Your medical records are not safe, and we are a bunch of buffoons: that is the message the territorial government offered its citizens last week after a man found stacks of confidential health records at the dump.
Randal Sibbeston found the banker’s box full of medical records at the Fort Simpson landfill, we reported last week. They contained social insurance numbers, prescriptions, mental health histories and other bits of personal information.
It was the latest incident in what has been a boom time for the exposure of personal information by the Department of Health and Social Services, characterized by a steady drumbeat of data breaches.
In May, a laptop with more than 33,000 medical records containing information on about 80 per cent of NWT residents was stolen from a parked car in Ottawa. In 2016, the Beaufort Data Health and Social Services Authority confirmed the medical records of 67 patients had been compromised. In 2014, a doctor at Stanton Territorial Hospital lost a USB stick containing the medical records of about 4,000 people. In 2012, the government mistakenly faxed medical records to the CBC.
Data breaches are an almost annual occurrence for the health department and it should be noted that in this era of high anxiety surrounding digital security, these slip-ups have been embarrassingly analogue.
Our breaches are not orchestrated by nefarious companies, such as Cambridge Analytica, nor are foreign hackers out to steal our sensitive medical records in an effort to undermine the nation’s democratic institutions.
No. Our breaches are almost refreshingly folksy. They involve people who leave expensive computers in vehicles (never a good idea), who misplace their thumb drives (happens to the best of us) and who don’t know how to use a fax machine (it is the 21st century, who even faxes anymore?).
It is almost if the classic Sesame Street character Forgetful Jones were running the health department. Jones was so named as he always forgot everything. He had two horses, Buster and Buster’s brother Whatshisname.

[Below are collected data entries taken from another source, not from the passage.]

PR #5549, opened 2021-04-06
Fix Bug: Broken Link in noscript tag

ApCoder123:
At the moment, the link to the GH repo in the noscript tag doesn't do anything and when the page is built, this is the HTML produced:
`<a href="" style="color:#f5f5f5"> GitHub repository</a>` 

as `site.repo` doesn't seem to be defined. Changing it to `site.github.repository_url` like in the GitHub icon in the corner should fix this.

### DIFF
--- a/_layouts/default.html
+++ b/_layouts/default.html
@@ -68,7 +68,7 @@
           <p>Without JavaScript, this page probably won't work very well.
                   For more information, or if you would like to talk to us about this,
                   please take a look at our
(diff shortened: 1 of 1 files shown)


phallobst (approved):

Carlgo11 (approved):
It probably was meant to say `site.repository` as it is in the [config](https://github.com/2factorauth/twofactorauth/blob/master/_config.yml#L9).
`site.github.repository_url` works as well 👍

PR #5572, opened 2021-04-07
Add Demio

ApCoder123:
Decided to use PNG as the only SVG logo I could find was quite large (in file size) and messy with curves.
SVG Logo


Carlgo11 (approved):
That SVG is pure nightmare fuel 😨

40504:
try this one svg

phallobst (approved):

PR #5577, opened 2021-04-07
Remove border radius on logos

Carlgo11:
As @phallobst has pointed out, the logos look fine without the border radius and SVGs are often better without it.


phallobst (approved):
Some logos have a white square background without the border. I guess it's not really worth it to update them all, since the new repo already has SVG icons for most of them.

ApCoder123 (approved):

PR #5579, opened 2021-04-08
Adding exception info to kickstarter in others.yml

jgfam69qy2:
Info received as response from kickstarter's support team in a ticket.
image

### DIFF
--- a/_data/other.yml
+++ b/_data/other.yml
@@ -373,7 +373,7 @@ websites:
       - phone
       - totp
     doc: https://help.kickstarter.com/hc/en-us/articles/115005127094
-    exception: "Currently requires a verified SMS Number as fallback for Software 2FA."
+    exception: "Software 2FA requires setting up SMS 2FA as a fallback."
 
   - name: Liftopia
     url: https://www.liftopia.com
--- a/_data/other.yml
+++ b/_data/other.yml
@@ -373,6 +373,7 @@ websites:
       - phone
       - totp
     doc: https://help.kickstarter.com/hc/en-us/articles/115005127094
+    exception: "Currently requires a verified SMS Number as fallback for Software 2FA."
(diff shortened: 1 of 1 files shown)


_data/other.yml
```diff
@@ -373,6 +373,7 @@ websites:
       - phone
       - totp
     doc: https://help.kickstarter.com/hc/en-us/articles/115005127094
+    exception: "Currently requires a verified SMS Number as fallback for Software 2FA."
```
ApCoder123:
```suggestion
    exception: "Software 2FA requires setting up SMS 2FA as a fallback."
```

I think that this reads slightly better?

It sounds more similar to existing exception text as well: E.g. for Dropbox "Hardware 2FA requires enabling Software or SMS 2FA as a back-up."

ApCoder123 (changes requested):

ApCoder123 (approved):

_data/other.yml
jgfam69qy2: Thank you. 
It is much clearer that way.

phallobst (commented):
Do they require to actually enable SMS 2FA, or just to supply a phone number? Or is SMS 2FA available anyway as soon as the phone number is given?

jgfam69qy2:
> Do they require to actually enable SMS 2FA, or just to supply a phone number? Or is SMS 2FA available anyway as soon as the phone number is given?

I went through the process
There seems to be no option to use ONLY SMS or TOTP as it verifies both.

Effectively both 2nd factors end up enabled (see "Send code to my Phone" at the bottom of the snapshot).

image

Furthermore, SMS cannot be disabled, only updated, and disabling OTP disables 2FA altoghether

image

phallobst (approved):

PR #5580, opened 2021-04-08
Add Charles Schwab under Banking

hon1nbo:
Added Charles Schwab under Banking.

I did *not* include `sms` as it has in investing since I couldn't find SMS as an actually valid option in the current state of things when I tried referencing it in my account. It may exist, but it isn't the default they provide information to current users about and would need validation.

Cheers,
~H


hon1nbo:
I'll have build environment setup in the future to avoid the rapid-fire commit; new machine doesn't have the dev tools templated out yet for one-offs like this

ApCoder123:
Hi @hon1nbo 
Thanks for your PR.

Currently, we don't allow entries of the same site across multiple categories. There have already been some PRs to add Charles Schwab bank (see the discussion in #3244). If the login systems for investing and banking are separate, we may be able to add this entry (although they seem to use the same based on the discussion in the referenced PR). Otherwise, feel free to submit a PR updating the methods/doc page for the current Charles Schwab entry.

Thanks!

hon1nbo:
Interesting; I know people don't bother checking the other tabs when they're looking for a provider. What prompted this PR was just that earlier today when someone was trying to find a primary bank that supported hardware tokens / TOTP methods.

From a user perspective it's extremely misleading when they're looking for providers with known 2FA options. What's the rationale for not cross-listing when they fit in multiple categories?
For example in the USA there are fairly few banks that support TOTP/hardware/soft tokens, and there are definitely users trying to find answers to services that can provide that and using sites such as this as reference.

ApCoder123:
There was a discussion about cross-listing in #3707 and it could potentially be available in a future release, but I'm probably not the right person to ask about this. Maybe @Carlgo11 might be able to give you a better answer

hon1nbo:
Self-Closing since it requires an overall improvement for multi-category listing.

PR #5593, opened 2021-04-11
Remove Pozible

40504:


phallobst:
:thinking: Its Alexa rank is at 215k right now, with a general upward trend. Let's give it a week or two and see where we are.

phallobst:
It's below 200K now, still with an upward trend - we can close this PR.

Fortunately, it would appear that another classic Sesame Street character named Mr. Lucky, whose karmic fortitude ensures things work out for him, is also with the GNWT because the results of these breaches have been relatively inconsequential.
The USB stick was eventually found, the CBC faxed the records back and Sibbeston had the wherewithal to take the data and call the proper authorities.
The medical records of the 134 individuals impacted by the breach have been turned over to NWT Privacy Commissioner Elaine Keenan Bengts and the Northwest Territories Health and Social Services Authority (NTHSSA) has begun notifying patients whose records were found.
Sibbeston should be commended; a less scrupulous person might have read through the records, used them for kindling or worse.
Health Minister Glen Abernethy has also been lucky. He was recently lambasted in the press and legislative assembly after a report from Canada’s Office of the Auditor General outlined the failures of the territory’s child and family services.
In the wake of the report, a number of MLAs called for Abernethy to resign and he barely survived a non-confidence vote in the legislative assembly on Oct. 31 by an 11 to 7 margin.
How would’ve Abernethy fared if Sibbeston had found the records prior to the vote and not after? Mistakes happen and data is misplaced but the Department of Health and Social Services is obviously struggling to implement the Health Information Act, which was enacted in 2015 and outlines how a person’s medical records are collected and protected.
After the breach in 2016, the department was supposed to give all staff privacy training but in July we reported that only 30 to 50 per cent of employees had finished the training.
The government needs to do something to restore its tattered credibility.
Abernethy and the other highly paid personnel who have been entrusted with our medical records need to renew their dedication to privacy and this latest blunder requires a detailed investigation and a public explanation.